Mythic Odysseys of Theros ist – nach dem bereits von Johannes Weyrauch besprochenen Band  Guildmasters‘ Guide to Ravnica eine weitere Reise in eine der Welten des Sammelkartenspiels Magic: The Gathering. Dieses seit 1993 existierende Spiel hat schon eine Unmenge an fantastischen und dystopischen Welten geschaffen – das an Barovia aus dem Fluch des Strahd erinnernde Innistrad voller Vampire und Werwölfe, das von Pirat*innen und Meervolk bewohnte Südamerikasetting Ixalan, das märchenhafte Eldraine, das aus Metall bestehende Mirrodin und noch etliche weitere.

Mit Mythic Odysseys of Theros liegt uns ein Kampagnenband zu einer Welt vor, die sehr stark an das historische antike Griechenland angelehnt ist. Fans der griechischen Sagenwelt werden ihre Freude daran haben, die vielen Anspielungen daran zu finden. Theros selbst ist erstmals 2013 erschienen und damit eine relativ neue Welt aus dem Kanon von Magic: The Gathering. Erst 2020 hat diese Welt im Sammelkartenspiel eine Neuauflage erlebt. Dabei ist diese Welt natürlich nicht das erste Setting, dass Odysseen bei Dungeons and Dragons bespielt. Mit Odyssey of the Dragonlord hat Markus Kastell hat bereits eine andere Welt mit der Odyssee als Konzept besprochen.

Was macht eine*n Held*in aus? Talente und persönliche Questen

Die alte Frage, was eine*n Held*in eigentlich ausmacht, wird in Mythic Odysseys of Theros kurz beantwortet – die Spieler*innen selbst(verständlich) und ihre gespielten Charaktere.

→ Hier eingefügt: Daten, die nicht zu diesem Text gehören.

Issue #257, opened 2015-02-25
4.6 readyness


magnolia61:
With the 4.6 in beta since today i was wondering, do you foresee any issues with compatibility (or would you think this extension will have no big issues working in 4.6? Of course I will also try and test myself, but you know the architecture of the extension and changes in civicrm better than I do :-)

systopia:
@magnolia61 We currently don't have time/funding to do 4.6 compatibility. Just give it a try, and let us know your findings.

tttp:
@magnolia61 did you test on 4.6?

magnolia61:
Yep, I am testing the latest code with civicrm 4.6.2 right now. Backend functions seem to work ok.
The only thing so far I run into is a regression of the empty hidden start_date field (https://github.com/Project60/org.project60.sepa/issues/223). @nikobo fixed that for 4.5 but maybe it that fix is not compatible with 4.6. I have no clue why that issue returned.

magnolia61:
For 4.6 compatibility the work Eileen has done on payment processor integration would seem very interesting. See https://issues.civicrm.org/jira/browse/CRM-15555
Tips from Eileen: 
Your payment processor should override things like supportsBackOffice to declare whether it should show as an option on the backoffice form.
ValidatePaymentInstrument overrides form validation - ideally you should be able to implement it without using hooks now & if you are still using hooks we should ensure we have the things requiring the use of hooks on our road map

antrik:
On Thu, Apr 30, 2015 at 05:34:59AM -0700, Richard van Oosterhout wrote:
> For 4.6 compatibility the work Eileen has done on payment processor integration would seem very interesting.

This is very relevant for the SfE variant of the SEPA extension, as we are actually using the upstream back-office forms, and will hopefully need considerably less hacks now.

The systopia/project60 variant OTOH shouldn't be affected AIUI, as it implements its own backoffice forms.

magnolia61:
I dream and hope there can be a renewed effort to integrate both variants towards one common release with the best of both worlds because it seems so much energy could be synergy here... </offtopic>

systopia:
> I dream and hope there can be a renewed effort to integrate both variants towards one common release with the best of both worlds because it seems so much energy could be synergy here... #offtopic

I agree, but the merge would be pretty complex, and there is simply no funding for this atm.

magnolia61:
[...]

PR #270, opened 2015-04-30
Fix for missing contactID in 4.6

magnolia61:
The code broke in 4.6 over the folllowing line:
$params['contact_id'] = $this->getForm()->getVar('_contactID');
Changed that to:
$params['contact_id']    = $params['contactID'];


tttp:
@magnolia61 did you check if it's working also on 4.5? 
Might be safer to 
   if (!array_key_exists("contactID",$params)) 
     $params['contact_id'] = $this->getForm()->getVar('_contactID');

systopia:
@tttp is right, it needs to be working on 4.4, 4.5 and 4.6, so we can't merge this.
I'll create a fix based on @tttp's approach when we look into #257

Spieler*innen können sich bei der Generierung ihrer Charaktere zwischen mehreren neuen Rassen wie Tritonen/Meervolk, Satyren und Leoniden/Katzenmenschen entscheiden. Aber auch aus Ravnica bekannte Spezies wie Minotauren und Zentauren sind wieder dabei, ebenso die Menschen. Jeder Charakter startet mit einem übernatürlichen „Geschenk“ wie beispielsweise „ambossgeschmiedet“, „heroisches Schicksal“, „Orakel“ oder auch „Ikonoklast“ für Spieler*innen, die lieber ihr eigenes Schicksal unabhängig von oder gegen die Gottheiten bestimmen möchten. Diese Geschenke bieten ähnlich wie die Talente kleine Boni für das Abenteurerleben und können Aufhänger für spätere Abenteuer sein.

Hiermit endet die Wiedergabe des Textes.